Look below for the line containing "sfc-gh-cgorrie: You're right;" and the line containing "sfc-gh-gbloom: Good catch, these"; repeat exactly those two lines and all lines between them, and nothing else.

-- Given records --
┌──

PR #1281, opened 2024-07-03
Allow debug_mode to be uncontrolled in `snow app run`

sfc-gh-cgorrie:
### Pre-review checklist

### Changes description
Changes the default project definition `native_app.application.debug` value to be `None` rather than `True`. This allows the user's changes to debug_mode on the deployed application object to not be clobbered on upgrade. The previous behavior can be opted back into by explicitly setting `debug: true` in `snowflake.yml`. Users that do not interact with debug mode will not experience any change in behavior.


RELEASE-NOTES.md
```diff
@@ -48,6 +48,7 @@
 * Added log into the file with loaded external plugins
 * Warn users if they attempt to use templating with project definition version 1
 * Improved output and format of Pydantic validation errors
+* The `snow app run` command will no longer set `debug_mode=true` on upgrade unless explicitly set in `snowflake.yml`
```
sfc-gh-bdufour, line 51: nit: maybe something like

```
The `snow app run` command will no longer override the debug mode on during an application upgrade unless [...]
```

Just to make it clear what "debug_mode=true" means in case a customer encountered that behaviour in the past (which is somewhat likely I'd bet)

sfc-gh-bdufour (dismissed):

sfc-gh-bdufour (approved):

└──
┌──

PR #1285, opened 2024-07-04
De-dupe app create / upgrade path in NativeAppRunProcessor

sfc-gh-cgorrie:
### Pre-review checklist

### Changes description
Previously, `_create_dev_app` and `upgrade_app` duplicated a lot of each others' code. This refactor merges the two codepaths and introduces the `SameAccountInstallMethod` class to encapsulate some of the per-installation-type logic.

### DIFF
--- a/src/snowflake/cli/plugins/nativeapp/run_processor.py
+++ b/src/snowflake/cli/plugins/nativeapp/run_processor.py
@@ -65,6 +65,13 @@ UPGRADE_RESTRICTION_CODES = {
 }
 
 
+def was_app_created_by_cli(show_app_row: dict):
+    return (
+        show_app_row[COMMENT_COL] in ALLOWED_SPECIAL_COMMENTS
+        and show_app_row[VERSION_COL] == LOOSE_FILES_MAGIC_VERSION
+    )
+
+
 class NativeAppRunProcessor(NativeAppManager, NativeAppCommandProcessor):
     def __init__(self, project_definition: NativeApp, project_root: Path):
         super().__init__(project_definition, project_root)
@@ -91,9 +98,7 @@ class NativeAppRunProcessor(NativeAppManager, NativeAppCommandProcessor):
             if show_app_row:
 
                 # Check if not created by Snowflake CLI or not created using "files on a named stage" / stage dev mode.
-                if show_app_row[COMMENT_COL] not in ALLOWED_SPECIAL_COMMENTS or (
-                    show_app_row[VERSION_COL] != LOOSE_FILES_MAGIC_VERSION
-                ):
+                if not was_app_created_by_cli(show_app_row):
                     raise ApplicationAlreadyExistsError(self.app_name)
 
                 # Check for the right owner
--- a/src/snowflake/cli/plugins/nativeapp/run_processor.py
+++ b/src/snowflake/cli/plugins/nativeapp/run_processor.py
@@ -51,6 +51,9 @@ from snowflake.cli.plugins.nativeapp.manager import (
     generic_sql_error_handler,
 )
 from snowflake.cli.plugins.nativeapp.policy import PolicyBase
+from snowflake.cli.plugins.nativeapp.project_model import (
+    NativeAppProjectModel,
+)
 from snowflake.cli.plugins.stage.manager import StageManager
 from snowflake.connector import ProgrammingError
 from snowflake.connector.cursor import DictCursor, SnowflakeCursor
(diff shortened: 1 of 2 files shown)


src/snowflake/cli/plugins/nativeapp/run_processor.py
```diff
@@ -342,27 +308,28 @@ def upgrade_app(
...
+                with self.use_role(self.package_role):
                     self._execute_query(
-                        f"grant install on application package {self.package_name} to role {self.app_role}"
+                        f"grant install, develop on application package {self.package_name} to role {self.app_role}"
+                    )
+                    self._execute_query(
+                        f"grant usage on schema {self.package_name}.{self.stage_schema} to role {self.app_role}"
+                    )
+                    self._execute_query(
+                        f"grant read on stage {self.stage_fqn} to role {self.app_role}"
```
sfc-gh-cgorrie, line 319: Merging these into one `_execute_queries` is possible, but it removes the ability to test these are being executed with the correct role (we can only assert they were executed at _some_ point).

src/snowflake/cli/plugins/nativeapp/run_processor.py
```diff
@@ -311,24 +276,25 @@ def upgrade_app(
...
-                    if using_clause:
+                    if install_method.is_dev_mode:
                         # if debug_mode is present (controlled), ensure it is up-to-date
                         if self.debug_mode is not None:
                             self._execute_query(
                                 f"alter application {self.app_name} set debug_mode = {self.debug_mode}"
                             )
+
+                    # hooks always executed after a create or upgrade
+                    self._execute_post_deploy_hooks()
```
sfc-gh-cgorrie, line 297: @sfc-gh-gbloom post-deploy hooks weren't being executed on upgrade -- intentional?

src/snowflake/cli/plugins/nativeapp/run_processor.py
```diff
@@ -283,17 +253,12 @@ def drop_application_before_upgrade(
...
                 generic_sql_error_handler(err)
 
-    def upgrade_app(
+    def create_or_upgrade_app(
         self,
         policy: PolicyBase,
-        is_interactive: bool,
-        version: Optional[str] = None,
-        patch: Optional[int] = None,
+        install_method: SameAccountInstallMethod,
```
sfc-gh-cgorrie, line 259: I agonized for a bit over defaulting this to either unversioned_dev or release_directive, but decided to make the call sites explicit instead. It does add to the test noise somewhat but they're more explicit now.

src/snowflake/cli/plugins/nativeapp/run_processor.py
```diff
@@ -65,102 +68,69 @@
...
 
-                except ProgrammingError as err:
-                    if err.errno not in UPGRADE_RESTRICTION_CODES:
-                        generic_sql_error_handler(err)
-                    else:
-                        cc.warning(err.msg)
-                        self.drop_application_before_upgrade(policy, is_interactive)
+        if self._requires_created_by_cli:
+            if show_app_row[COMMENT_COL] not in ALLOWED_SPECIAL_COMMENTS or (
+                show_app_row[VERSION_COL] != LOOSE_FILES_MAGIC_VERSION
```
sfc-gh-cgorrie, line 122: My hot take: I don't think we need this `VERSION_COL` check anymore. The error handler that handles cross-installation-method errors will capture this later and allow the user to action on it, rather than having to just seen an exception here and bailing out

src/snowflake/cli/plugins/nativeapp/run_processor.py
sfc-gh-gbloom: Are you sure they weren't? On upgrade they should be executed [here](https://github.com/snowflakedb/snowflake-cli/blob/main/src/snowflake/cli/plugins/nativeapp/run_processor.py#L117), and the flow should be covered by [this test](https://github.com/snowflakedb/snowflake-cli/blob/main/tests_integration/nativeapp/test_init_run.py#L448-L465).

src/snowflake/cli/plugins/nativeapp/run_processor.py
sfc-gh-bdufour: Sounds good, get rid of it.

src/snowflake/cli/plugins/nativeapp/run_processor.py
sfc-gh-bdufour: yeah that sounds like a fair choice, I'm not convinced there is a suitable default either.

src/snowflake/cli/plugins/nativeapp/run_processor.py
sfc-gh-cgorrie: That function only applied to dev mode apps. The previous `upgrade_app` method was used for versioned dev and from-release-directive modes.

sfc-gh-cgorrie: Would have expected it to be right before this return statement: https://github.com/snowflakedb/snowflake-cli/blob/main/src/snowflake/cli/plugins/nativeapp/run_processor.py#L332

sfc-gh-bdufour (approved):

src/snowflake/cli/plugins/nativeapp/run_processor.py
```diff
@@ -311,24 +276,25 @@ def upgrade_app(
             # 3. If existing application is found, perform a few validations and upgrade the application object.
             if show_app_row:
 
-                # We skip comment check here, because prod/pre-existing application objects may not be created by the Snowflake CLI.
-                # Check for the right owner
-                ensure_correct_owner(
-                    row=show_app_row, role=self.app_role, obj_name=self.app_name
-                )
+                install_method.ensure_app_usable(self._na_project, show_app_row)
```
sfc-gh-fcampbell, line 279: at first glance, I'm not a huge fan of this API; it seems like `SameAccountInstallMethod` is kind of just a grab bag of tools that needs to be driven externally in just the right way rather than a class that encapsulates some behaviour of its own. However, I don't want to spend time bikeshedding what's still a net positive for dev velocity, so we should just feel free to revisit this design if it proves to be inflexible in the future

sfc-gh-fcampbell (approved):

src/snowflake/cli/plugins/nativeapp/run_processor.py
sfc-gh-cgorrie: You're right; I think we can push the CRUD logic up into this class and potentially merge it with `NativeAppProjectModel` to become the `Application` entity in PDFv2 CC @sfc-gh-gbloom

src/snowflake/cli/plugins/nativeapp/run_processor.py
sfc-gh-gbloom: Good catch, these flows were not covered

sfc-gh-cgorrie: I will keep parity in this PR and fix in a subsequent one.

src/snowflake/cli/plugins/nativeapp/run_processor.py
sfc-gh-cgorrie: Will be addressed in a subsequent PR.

└──
┌──

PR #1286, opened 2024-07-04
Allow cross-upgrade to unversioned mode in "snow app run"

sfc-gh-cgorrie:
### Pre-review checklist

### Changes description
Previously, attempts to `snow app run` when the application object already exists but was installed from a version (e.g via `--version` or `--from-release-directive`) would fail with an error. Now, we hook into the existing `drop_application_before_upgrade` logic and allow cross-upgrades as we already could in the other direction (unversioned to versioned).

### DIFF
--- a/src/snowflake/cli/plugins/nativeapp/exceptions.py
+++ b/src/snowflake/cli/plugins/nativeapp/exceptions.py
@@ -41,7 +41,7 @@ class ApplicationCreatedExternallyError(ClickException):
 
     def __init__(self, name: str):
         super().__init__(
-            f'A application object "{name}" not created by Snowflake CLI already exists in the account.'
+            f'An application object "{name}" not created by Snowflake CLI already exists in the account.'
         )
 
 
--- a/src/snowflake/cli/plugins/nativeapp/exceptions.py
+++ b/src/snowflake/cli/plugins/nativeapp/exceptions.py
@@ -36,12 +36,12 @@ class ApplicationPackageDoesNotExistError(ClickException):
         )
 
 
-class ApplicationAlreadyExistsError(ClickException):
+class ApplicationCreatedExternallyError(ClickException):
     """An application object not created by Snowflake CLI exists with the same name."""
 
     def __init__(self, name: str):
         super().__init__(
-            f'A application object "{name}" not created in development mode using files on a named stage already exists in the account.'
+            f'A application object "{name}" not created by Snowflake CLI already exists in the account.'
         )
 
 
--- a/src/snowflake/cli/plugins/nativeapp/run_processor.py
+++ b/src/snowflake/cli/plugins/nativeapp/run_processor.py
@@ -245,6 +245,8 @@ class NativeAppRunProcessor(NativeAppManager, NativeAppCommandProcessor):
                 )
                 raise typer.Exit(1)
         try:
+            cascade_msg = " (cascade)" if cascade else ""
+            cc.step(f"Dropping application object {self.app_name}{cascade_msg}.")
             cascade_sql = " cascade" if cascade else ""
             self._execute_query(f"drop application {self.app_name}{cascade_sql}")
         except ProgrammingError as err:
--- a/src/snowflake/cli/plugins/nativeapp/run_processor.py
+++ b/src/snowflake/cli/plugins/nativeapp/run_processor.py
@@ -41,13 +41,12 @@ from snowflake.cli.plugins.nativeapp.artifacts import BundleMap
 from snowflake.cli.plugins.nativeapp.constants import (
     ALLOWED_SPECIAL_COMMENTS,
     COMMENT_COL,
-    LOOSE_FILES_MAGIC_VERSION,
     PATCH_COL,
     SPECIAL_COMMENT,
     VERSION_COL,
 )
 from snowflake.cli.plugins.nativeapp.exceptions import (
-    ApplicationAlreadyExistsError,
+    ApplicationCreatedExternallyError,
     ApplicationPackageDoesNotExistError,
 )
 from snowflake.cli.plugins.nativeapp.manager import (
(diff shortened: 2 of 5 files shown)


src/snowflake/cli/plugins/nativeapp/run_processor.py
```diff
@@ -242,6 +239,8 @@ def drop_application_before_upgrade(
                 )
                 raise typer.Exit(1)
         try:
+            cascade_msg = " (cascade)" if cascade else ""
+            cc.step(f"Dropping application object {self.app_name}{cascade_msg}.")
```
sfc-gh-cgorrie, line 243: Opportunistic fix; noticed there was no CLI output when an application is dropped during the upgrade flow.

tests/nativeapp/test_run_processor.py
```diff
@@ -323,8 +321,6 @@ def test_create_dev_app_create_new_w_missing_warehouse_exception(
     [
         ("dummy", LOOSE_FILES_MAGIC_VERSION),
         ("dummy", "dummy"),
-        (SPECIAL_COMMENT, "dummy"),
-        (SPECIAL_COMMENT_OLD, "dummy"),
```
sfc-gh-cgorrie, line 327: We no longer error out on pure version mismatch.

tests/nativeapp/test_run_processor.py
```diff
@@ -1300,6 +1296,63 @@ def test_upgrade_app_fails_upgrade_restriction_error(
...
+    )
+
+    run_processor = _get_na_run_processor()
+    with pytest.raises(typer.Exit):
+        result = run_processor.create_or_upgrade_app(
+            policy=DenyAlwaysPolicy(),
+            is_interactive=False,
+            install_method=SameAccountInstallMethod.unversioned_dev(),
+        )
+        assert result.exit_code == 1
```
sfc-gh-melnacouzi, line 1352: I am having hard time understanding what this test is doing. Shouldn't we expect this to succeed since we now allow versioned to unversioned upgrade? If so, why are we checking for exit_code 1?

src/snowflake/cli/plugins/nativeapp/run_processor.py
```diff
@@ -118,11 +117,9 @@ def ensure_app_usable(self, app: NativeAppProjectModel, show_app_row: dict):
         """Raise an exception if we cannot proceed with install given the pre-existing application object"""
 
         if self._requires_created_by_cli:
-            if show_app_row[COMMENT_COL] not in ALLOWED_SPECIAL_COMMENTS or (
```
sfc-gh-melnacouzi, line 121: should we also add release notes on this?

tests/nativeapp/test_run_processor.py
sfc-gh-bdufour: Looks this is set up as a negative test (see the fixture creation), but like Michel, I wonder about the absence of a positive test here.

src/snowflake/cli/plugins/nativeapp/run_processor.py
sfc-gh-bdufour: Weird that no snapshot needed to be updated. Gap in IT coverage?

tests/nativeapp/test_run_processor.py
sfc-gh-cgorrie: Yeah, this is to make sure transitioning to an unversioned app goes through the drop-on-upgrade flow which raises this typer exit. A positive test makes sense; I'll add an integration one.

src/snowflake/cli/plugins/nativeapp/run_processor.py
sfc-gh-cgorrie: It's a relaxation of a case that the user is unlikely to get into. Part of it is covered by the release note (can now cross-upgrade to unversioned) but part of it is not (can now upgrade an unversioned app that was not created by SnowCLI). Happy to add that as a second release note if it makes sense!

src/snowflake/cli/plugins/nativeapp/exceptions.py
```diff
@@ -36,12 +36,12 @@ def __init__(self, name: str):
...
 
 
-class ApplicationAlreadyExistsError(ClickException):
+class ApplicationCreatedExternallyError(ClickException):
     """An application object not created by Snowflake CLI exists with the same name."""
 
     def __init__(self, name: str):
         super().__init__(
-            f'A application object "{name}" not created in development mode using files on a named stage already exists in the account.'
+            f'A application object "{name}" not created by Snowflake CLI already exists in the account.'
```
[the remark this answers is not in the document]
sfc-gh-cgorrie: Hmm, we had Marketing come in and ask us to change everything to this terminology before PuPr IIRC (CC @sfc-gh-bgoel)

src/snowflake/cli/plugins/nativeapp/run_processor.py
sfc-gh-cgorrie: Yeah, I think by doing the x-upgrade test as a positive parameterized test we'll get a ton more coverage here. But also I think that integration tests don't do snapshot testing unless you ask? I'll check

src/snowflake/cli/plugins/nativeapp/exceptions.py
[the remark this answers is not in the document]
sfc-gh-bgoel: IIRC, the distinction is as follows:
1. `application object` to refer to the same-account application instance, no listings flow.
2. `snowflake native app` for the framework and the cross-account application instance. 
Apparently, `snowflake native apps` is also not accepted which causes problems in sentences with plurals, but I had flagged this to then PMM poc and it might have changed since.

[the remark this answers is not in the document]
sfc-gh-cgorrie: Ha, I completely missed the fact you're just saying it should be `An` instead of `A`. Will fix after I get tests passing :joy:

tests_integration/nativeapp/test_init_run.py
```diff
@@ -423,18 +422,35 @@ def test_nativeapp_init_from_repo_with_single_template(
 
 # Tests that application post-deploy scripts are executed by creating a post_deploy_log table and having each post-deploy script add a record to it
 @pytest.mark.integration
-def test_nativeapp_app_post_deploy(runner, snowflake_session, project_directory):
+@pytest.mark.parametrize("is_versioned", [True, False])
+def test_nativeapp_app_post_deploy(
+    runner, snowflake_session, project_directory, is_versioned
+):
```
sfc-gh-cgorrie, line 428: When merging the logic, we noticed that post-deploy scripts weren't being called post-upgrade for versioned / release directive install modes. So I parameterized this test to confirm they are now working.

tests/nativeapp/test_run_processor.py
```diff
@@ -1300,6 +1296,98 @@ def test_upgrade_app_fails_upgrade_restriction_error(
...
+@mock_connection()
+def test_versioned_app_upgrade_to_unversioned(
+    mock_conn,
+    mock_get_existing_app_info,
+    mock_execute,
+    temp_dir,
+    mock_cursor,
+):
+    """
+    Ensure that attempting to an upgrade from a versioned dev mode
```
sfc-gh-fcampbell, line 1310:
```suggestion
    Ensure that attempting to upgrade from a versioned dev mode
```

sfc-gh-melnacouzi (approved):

└──

-- Written solution --
sfc-gh-cgorrie: You're right; I think we can push the CRUD logic up into this class and potentially merge it with `NativeAppProjectModel` to become the `Application` entity in PDFv2 CC @sfc-gh-gbloom

src/snowflake/cli/plugins/nativeapp/run_processor.py
sfc-gh-gbloom: Good catch, these flows were not covered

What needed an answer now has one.